По лицу Нади пробежала тень:
– А мне психолог говорил, что нет одной Правды, она у каждого своя. Для кого-то одно, а для кого-то другое.
Она опустила руку в карман куртки, достала ключи с брелоком.
– Как вот эта египетская пирамидка, – Надя взяла желтый четырехгранник с разноцветными камушками, покрутила в разные стороны, – и каждый видит ее со своей стороны. Вот здесь камушек зеленый, а на другой стороне – красный…
– Дурак твой психолог! – горячо выпалил Юра, надув губы. – Хотя… Вот ты как думаешь, Земля круглая?
– Да.
– Откуда знаешь?
– Так в школе детей учат.
– А ты сама измеряла кривизну Земли?
– Нет.
– Значит, ты этого не знаешь?
Надя отрицательно покачала головой.
– Вот! – довольный, улыбнулся Юра. – Ты не знаешь. Ты веришь. Тому, что сказали другие. Так все и живут. Сами не знают, но верят другим. А вот что ты знаешь сама? Того, что не знают другие? – Он вдруг замолчал, быстро окинул Надю торопливым взглядом: – Слушай, а почему ты на протезах?
– Так, – Надя как-то странно улыбнулась, потупилась, – потом как-нибудь расскажу…
На следующий день они вдвоем с папой купили для Юры в секонд-хенде джинсы, пару маек и толстовку, а из продуктового магазина мама принесла теплый осетинский пирог с мясом. Все вместе они собрали дома большую сумку с книгами.
– А почему лодка разбита и весла сломаны? – Наталья Владимировна кивнула на рисунок, – он же не сможет на ней уплыть…
Надя сдвинула брови, опустила глаза, задумалась.
6
Пришел отец Илья. Бодрой походкой зашел в комнату, прикоснулся к наперсному кресту на груди, зажег лампадку, перекрестился на икону Богоматери:
– Здравствуй, Надя. Ты выглядишь лучше, чем в прошлый раз.

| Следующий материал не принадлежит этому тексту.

PR #386, opened 2024-04-10
Use std::forward for forwarding references instead of std::move

Woazboat:


mmd-osm:
By the way, the generated code looked exactly the same...

Woazboat:
In this case it's good that it did because otherwise the old code would have had a bug. `std::move()` forces the reference to be a temporary/rvalue reference and could cause an incorrect move and invalidation of the original even if it was actually an lvalue that needs to be copied. `std::forward` prevents that from happening by preserving the rvalue/lvalue.

PR #392, opened 2024-04-14
Add section about testing API calls with `cgi-fcgi` tool to readme

Woazboat:
Added a section about [cgi-fcgi](https://manpages.debian.org/testing/libfcgi-bin/cgi-fcgi.1.en.html) to the readme as it can be quite useful for quick testing of API calls.
One example I included uses basic auth which will be removed soon, but I did not yet have the time to provide a full example including how to get tokens for oauth2.

### DIFF
--- a/README
+++ b/README
@@ -187,6 +187,8 @@ CGImap to avoid any possibility of data corruption.
 
 ## Testing
 
+### Test suite
+
 To run the test suite you will need additional packages installed:
 
     sudo apt-get install postgresql-all postgresql-common postgresql-server-dev-all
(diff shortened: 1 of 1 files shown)


mmd-osm:
For some reason, we're already using cgi-fcgi in this test script: https://github.com/zerebubuth/openstreetmap-cgimap/blob/master/test/test-single.sh - though I could never really figure out what it's supposed to do. I even thought of getting rid of it.

I'm not really a big fan of cgi-fcgi I have to admit, since it's very cumbersome to use and not suitable beyond a single API call (rules out testing in iD or JOSM). I use lighttpd for local testing, which I can run as normal user, kill / restart whenever needed. Either I let lighttpd start up openstreetmap-cgimap, or I start cgimap in daemon mode, and have lighttpd point at the FastCGI port.

Is there anything we could do to improve the documentation for lighttpd instead?

Woazboat:
I don't see them as mutually exclusive. A full http server like lighttpd will of course be better and more useful once it's set up correctly. However, the initial setup is more complicated and requires more steps and more configuration where things can go wrong. 
`cgi-fgci` provides a 'dumb' way of testing API calls that doesn't have many moving parts that can fail and doesn't require running another different server in the background. That can be quite useful for simple checks or even just for debugging issues with e.g. the lighttpd setup.

Re. that test script: I'm also not entirely sure how it's supposed to be used. It looks like a wrapper for running other test scripts that do the actual evaluation, but I don't see anything else in the repo that could be used in combination with it. It can probably be removed.

mmd-osm:
Regarding the OAuth2 token generation, it might be a good idea to either create a rake task on the openstreetmap-website project that creates some sample users, including tokens. Creating users, assigning roles, registering OAuth 2 apps, and generating tokens could all be automated by something similar to:

```ruby
def oauth_token(application_id, user_id)
  application = Doorkeeper.config.application_model.find_by(:uid => application_id)

  Doorkeeper.config.access_token_model.find_or_create_for(
    :application => application,
    :resource_owner => user_id,
    :scopes => application.scopes
  )
end

password = "openstreetmap"
admin = User.create(:display_name => "admin", :email => "admin2@demo.cc", 
                    :pass_crypt => password, :pass_crypt_confirmation => password,
                    :tou_agreed => Time.now.utc, :terms_seen => true,
                    :terms_agreed => Time.now.utc, :email_valid => true)
admin.activate!
admin.roles.create(:role => "administrator", :granter_id => admin.id)

testuser = User.create(:display_name => "testuser", :email => "testuser@demo.cc", 
                    :pass_crypt => password, :pass_crypt_confirmation => password,
                    :tou_agreed => Time.now.utc, :terms_seen => true,
                    :terms_agreed => Time.now.utc, :email_valid => true)
testuser.activate!

ideditor = Doorkeeper::Application.create(name: "Local iD", owner_type: "User", owner_id: User.find_by(:display_name => "testuser").id, 
                                          redirect_uri: "http://localhost:3000",
                                          scopes: ["read_prefs write_prefs write_api read_gpx write_gpx write_notes"])

puts "Token: #{ oauth_token(ideditor.uid, User.find_by(:display_name => "testuser").id).token }"

```

gstrauss:
If it helps, lighttpd can be run in a one-shot mode where the requests are fed into stdin.  Debian autopkgtests for lighttpd uses this.

lighttpd's own test infrastructure runs lighttpd on an ephemeral port so that tests can be run regardless of what other daemons are running on the server running the tests.

mmd-osm:
@gstrauss : thanks a lot for the excellent proposal, I wasn't even aware of this option. I found one of your posts [here](https://github.com/zyw-200/FirmAFL/issues/32) with a bit more context. Previous example could be rewritten as:

```
echo -n 'PUT /api/0.6/changeset/create HTTP/1.1
Host: foo
Content-Type: text/plain
Authorization: Bearer u_i2......
Content-Length: 72

<osm><changeset><tag k="created_by" v="cgimap_test" /></changeset></osm>' | unix2dos | lighttpd -1 -f  configfile
```

(I included unix2dos to avoid adding all these \r\n manually)

Woazboat:
That seems like a better option for simple one-shot tests compared to cgi-fcgi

Надя в одежде, неподвижно, как мумия, лежала на постели. Время от времени она чиркала зажигалкой и долго, не мигая смотрела на огонек пламени.
Священник поправил черную рясу:
– А к исповеди приготовилась?
– Отец Илья, вы опять за старое? – безразличным тоном проговорила Надя. – Может, не надо, а?
Священник смущенно поправил скуфью:
– Крестик-то хоть надела?
– Нет…
Отец Илья присел на стул:
– Ничего… Трудности для смирения полезны. Я хочу тебе помочь полюбить новую жизнь.
Надя отбросила зажигалку, приподнялась на локтях, с вызовом посмотрела на священника:
– А если мне не нужна новая? Если я хочу старую?
Отец Илья вздохнул:
– Прежнего не вернуть. Но Господь милостив. Он может дать тебе духовную жизнь. И в твоих силах полюбить ее так сильно, чтобы уже никогда не вернуться к прежней. Ты должна жить духом, а не плотью…
– Но вы же говорили, что тело и дух едины? Как же мне их разорвать? Куда мне деть свое уродское тело?
– Никуда. Оно всегда будет с тобой. Это может тебе не нравиться. Как сорокаградусный мороз зимой. Но делать нечего. Мы приспосабливаемся. Тепло одеваемся и пьем витамины, чтобы не заболеть. Тебе нравится зима?